What the exercise asks
Check every line of the entries below for the word "bool", and copy the ones that have it.

═══ The records

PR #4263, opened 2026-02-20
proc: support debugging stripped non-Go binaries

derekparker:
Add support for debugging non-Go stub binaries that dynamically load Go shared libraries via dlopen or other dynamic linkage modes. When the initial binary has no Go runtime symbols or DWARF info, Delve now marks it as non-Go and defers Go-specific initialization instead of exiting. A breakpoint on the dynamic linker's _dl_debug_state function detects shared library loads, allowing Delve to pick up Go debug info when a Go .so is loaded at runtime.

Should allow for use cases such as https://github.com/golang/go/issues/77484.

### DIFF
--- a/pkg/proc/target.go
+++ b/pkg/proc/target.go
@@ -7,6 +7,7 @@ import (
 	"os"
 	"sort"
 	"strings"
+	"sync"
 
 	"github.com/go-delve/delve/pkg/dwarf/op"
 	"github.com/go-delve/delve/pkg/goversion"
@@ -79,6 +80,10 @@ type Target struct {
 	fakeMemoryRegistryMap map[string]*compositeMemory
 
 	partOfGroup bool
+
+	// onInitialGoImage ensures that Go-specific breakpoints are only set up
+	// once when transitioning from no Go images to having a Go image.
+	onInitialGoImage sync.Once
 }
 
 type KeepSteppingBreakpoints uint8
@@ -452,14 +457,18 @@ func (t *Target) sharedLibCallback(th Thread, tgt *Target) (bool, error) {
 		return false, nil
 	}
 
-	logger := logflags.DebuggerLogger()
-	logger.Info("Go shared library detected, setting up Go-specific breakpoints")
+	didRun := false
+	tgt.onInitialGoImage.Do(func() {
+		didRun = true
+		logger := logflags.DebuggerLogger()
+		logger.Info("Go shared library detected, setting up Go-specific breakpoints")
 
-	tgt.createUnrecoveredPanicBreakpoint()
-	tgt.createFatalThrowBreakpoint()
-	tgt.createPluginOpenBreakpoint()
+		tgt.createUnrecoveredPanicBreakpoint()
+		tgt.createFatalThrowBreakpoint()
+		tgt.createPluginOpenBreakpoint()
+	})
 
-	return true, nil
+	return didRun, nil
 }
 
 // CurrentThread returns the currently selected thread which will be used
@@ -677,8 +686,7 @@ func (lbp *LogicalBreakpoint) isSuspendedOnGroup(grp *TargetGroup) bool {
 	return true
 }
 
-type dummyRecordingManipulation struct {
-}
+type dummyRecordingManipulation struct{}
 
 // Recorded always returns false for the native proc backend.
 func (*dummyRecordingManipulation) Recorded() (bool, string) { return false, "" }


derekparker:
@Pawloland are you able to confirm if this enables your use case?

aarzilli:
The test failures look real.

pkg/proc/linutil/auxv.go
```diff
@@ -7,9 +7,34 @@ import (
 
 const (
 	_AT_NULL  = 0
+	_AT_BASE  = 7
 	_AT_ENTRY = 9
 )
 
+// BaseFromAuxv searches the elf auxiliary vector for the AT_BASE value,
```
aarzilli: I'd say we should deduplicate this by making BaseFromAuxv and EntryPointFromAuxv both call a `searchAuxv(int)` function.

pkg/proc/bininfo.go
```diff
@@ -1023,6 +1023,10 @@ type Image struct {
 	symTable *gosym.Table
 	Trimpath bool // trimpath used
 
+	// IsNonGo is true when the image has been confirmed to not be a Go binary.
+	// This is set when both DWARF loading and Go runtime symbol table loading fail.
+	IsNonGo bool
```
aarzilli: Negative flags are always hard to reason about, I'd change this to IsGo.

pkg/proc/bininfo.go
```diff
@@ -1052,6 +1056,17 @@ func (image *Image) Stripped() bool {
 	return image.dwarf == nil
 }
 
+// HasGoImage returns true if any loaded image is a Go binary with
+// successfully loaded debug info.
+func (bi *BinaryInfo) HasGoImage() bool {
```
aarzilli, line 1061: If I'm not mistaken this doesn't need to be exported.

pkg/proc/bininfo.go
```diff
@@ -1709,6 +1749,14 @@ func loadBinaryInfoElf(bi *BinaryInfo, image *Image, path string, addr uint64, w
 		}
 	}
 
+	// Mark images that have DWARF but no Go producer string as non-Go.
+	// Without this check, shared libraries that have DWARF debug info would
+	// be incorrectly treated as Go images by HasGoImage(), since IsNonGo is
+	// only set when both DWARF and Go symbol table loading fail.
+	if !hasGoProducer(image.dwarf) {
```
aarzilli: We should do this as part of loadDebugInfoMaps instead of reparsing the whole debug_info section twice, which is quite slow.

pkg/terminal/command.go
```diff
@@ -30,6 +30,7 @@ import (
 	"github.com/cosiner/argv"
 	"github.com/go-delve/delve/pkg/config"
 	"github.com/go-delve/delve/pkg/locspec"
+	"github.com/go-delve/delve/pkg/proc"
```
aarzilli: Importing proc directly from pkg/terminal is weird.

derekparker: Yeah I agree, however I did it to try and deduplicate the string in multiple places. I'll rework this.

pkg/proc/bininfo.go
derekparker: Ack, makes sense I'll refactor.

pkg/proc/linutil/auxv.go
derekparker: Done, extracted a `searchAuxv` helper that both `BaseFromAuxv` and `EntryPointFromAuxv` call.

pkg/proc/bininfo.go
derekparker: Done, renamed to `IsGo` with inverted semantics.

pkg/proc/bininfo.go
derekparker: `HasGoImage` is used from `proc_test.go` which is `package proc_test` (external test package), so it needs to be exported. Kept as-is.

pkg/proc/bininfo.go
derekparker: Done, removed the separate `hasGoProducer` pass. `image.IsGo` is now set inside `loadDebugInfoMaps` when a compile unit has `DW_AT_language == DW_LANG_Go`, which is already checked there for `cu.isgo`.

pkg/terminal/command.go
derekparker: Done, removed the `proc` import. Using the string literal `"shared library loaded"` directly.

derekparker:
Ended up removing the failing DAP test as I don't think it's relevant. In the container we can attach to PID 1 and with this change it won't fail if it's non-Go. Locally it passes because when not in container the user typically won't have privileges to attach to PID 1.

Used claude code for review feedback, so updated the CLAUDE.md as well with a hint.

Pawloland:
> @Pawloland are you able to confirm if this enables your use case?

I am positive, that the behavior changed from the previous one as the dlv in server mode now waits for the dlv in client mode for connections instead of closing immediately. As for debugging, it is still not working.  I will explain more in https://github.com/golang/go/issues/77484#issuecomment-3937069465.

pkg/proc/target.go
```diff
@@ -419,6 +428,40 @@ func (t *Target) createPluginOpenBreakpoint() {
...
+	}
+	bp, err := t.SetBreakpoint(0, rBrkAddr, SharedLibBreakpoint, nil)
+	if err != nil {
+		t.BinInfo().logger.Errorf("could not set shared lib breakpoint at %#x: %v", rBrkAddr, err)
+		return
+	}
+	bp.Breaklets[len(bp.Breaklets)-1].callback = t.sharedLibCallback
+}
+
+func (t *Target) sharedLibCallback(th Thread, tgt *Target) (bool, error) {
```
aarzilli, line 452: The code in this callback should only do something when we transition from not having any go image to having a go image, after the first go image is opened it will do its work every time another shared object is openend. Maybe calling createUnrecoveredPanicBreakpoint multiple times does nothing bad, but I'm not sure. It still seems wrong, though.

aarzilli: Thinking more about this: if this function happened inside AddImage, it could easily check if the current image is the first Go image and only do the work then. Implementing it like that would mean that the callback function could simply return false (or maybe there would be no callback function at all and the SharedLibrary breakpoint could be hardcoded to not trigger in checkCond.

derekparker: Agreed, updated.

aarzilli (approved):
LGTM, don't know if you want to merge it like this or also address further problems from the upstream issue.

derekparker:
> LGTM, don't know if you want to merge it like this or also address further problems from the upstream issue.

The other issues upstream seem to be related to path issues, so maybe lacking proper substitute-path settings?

══════

Finished exercise
 	partOfGroup bool
@@ -452,14 +457,18 @@ func (t *Target) sharedLibCallback(th Thread, tgt *Target) (bool, error) {
@@ -677,8 +686,7 @@ func (lbp *LogicalBreakpoint) isSuspendedOnGroup(grp *TargetGroup) bool {
 func (*dummyRecordingManipulation) Recorded() (bool, string) { return false, "" }
 	Trimpath bool // trimpath used
+	IsNonGo bool
@@ -1052,6 +1056,17 @@ func (image *Image) Stripped() bool {
+func (bi *BinaryInfo) HasGoImage() bool {
+func (t *Target) sharedLibCallback(th Thread, tgt *Target) (bool, error) {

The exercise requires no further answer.